Nitrogen oxides or NOx are chemical oxides that are produced during combustion at high temperatures. The two elements, nitrogen and oxygen typically do not react with each other at normal temperatures, but when high temperature combustion occurs, the elements combine to form this toxic oxide. The release of these toxins into the atmosphere is considered major contributors to air pollution, and for industries and manufacturers of internal combustion engines, NOx reduction is now a legal necessity.

Besides being a single toxin, NOx combines with other substances and creates smog when it is exposed to sunlight. This creates a major health hazard for people that live in affected areas. NOx penetrates into the lung tissue and can cause permanent damage to lung tissue. Children, the elderly, people with asthma and other breathing difficulties, and people that work outside are especially susceptible to the negative health effects of NOx. The way to reduce that health risk is for companies to employ NOx reduction measures.

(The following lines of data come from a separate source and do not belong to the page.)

PR #7313, opened 2022-09-12
KafkaConnector Ready status reflects connector and task state

katheris:
### Type of change

_Select the type of your PR_

- Enhancement / new feature

### Description

The KafkaConnector status "Ready" condition should not be there if one of the connector or the tasks are failed.

### Checklist

- [x] Write tests
- [ ] Update documentation
- [ ] Update CHANGELOG.md

### DIFF
--- a/cluster-operator/src/main/java/io/strimzi/operator/cluster/operator/assembly/AbstractConnectOperator.java
+++ b/cluster-operator/src/main/java/io/strimzi/operator/cluster/operator/assembly/AbstractConnectOperator.java
@@ -745,7 +745,7 @@ public abstract class AbstractConnectOperator<C extends KubernetesClient, T exte
             List<String> failedTaskIds;
             if (connectorHasFailed(statusResultJson)) {
                 connectorReadiness = Future.failedFuture(new Throwable("Connector has failed, see connectorStatus for more details."));
-            } else if ((failedTaskIds = failedTasks(statusResultJson)).size() > 0) {
+            } else if ((failedTaskIds = failedTaskIds(statusResultJson)).size() > 0) {
                 connectorReadiness = Future.failedFuture(new Throwable(String.format("The following tasks have failed: %s, see connectorStatus for more details.", String.join(", ", failedTaskIds))));
             }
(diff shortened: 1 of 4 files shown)


scholzj (commented):
So, was even the connector state ignored before? And not just the task states?

The code looks good to me. But I think this is a big change in the semantics of the Readiness state. So it would deserve CHANGELOG.md entry => but a regular entry and also adding the `Changes, deprecations and removals` section and listing it there as well.

katheris:
> So, was even the connector state ignored before? And not just the task states?

Yes, although in reality most connectors don't have any reason to fail. If you set invalid config then the REST call to create the connector fails so that would fail the reconcile loop and give a NotReady condition, otherwise if the config is valid most connectors just have code in them to set the task config so there is little code that would actually result in an exception.

Good point about the `CHANGELOG.md` I'll make that update

cluster-operator/src/main/java/io/strimzi/operator/cluster/operator/assembly/AbstractConnectOperator.java
```diff
@@ -762,6 +772,22 @@ Future<Void> maybeUpdateConnectorStatus(Reconciliation reconciliation, KafkaConn
             });
     }
 
+    private boolean connectorHasFailed(JsonObject statusResult) {
+        JsonObject connectorStatus = statusResult.getJsonObject("connector");
+        return connectorStatus != null && "FAILED".equals(connectorStatus.getString("state"));
+    }
+
+    private List<String> failedTasks(JsonObject statusResult) {
```
tombentley, line 780: Might `failedTaskIds` be a better name?

tombentley (approved):
Thanks, this LGTM. 

I'm surprised that we didn't implement this originally, but I don't recall any reasons why we consciously decided not to.

cluster-operator/src/main/java/io/strimzi/operator/cluster/operator/assembly/AbstractConnectOperator.java
katheris: Yes, I've updated it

Nitrogen oxides also combine with water which produces nitric acid. When released from the atmosphere it is called acid rain, and results in significant long term damage to any structure that is repeatedly exposed to it.

In 1997 the Kyoto Protocol classified NOx as a greenhouse gas, and also called for a world wide effort to reduce the amount that was being released into the atmosphere. In the United States this is regulated by the Environmental Protection Agency (EPA). They have set levels which can legally be released by companies. If the company does not comply with the regulations they can have sanctions and significant fines leveled against them.

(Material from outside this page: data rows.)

PR #7292, opened 2022-09-08
Fix issue with running KafkaConnect build with a sidecar

im-konge:
Signed-off-by: Lukas Kral <lukywill16@gmail.com>

### Type of change

- Bugfix

### Description

How mentioned in #4604 , when running KafkaConnect build with sidecar, the build is basically never completed, as we are checking always the first container status (which could be status of the sidecar).

This PR fixes this behavior - adding possibility to run KafkaConnect build with the sidecar.

Fixes #4604 

### Checklist

- [ ] Make sure all tests pass
- [ ] Try your changes from Pod inside your Kubernetes and OpenShift cluster, not just locally

PR #7319, opened 2022-09-13
Use correct container name for KafkaConnect build on Openshift

im-konge:

### Type of change

- Bugfix

### Description

In #7292 the checks for right container for KafkaConnect build were added, but it's only functional on K8s. OCP uses different name of the build container than Kaniko, which ends in `NotReady` state for every KafkaConnect build on OCP.

### Checklist

### DIFF
--- a/api/src/main/java/io/strimzi/api/kafka/model/KafkaConnectResources.java
+++ b/api/src/main/java/io/strimzi/api/kafka/model/KafkaConnectResources.java
@@ -153,16 +153,4 @@ public class KafkaConnectResources {
     public static String buildName(String clusterName, Long buildVersion) {
         return buildConfigName(clusterName) + "-" + buildVersion;
     }
-
-    /**
-     * Returns the name of the Kafka Connect {@code Build} container.
-     *
-     * @param clusterName  The {@code metadata.name} of the {@code KafkaConnect} resource.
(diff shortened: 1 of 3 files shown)


api/src/main/java/io/strimzi/api/kafka/model/KafkaConnectResources.java
```diff
@@ -153,4 +153,16 @@ public static String buildConfigName(String clusterName) {
...
+     * Returns the name of the Kafka Connect {@code Build} container.
+     *
+     * @param clusterName  The {@code metadata.name} of the {@code KafkaConnect} resource.
+     * @param isOpenshift Flag for determining, if we are running on Openshift
+     *
+     * @return The name of the corresponding Kafka Connect {@code Build} Container.
+     */
+    public static String buildContainerName(String clusterName, boolean isOpenshift) {
+        return isOpenshift ? "docker-build" : buildPodName(clusterName);
+    }
```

Many industrial and utility operations are using a selective catalytic reduction or SCR method for removing nitrogen oxides from the atmosphere. SCR uses an ammonia based reductant that combines with the NOx and is absorbed by a catalyst. Once it is in the catalyst a chemical reaction takes place to separate the nitrogen and oxygen. The result is that instead of NOx, these operations are now releasing Nitrogen and Water into the atmosphere, both of which are harmless.

Using modern selective catalytic reduction methods it is now possible to remove 70 to 95% of the nitrogen oxides that are released into the environment. The amount that is removed really depends on the SCR method that is used and the type of operation it is used with.

Industries and manufacturers are now very focused on NOx reduction in their operations. It has helped to improve environmental conditions around their operations, and has helped to improve the health of people living in affected areas.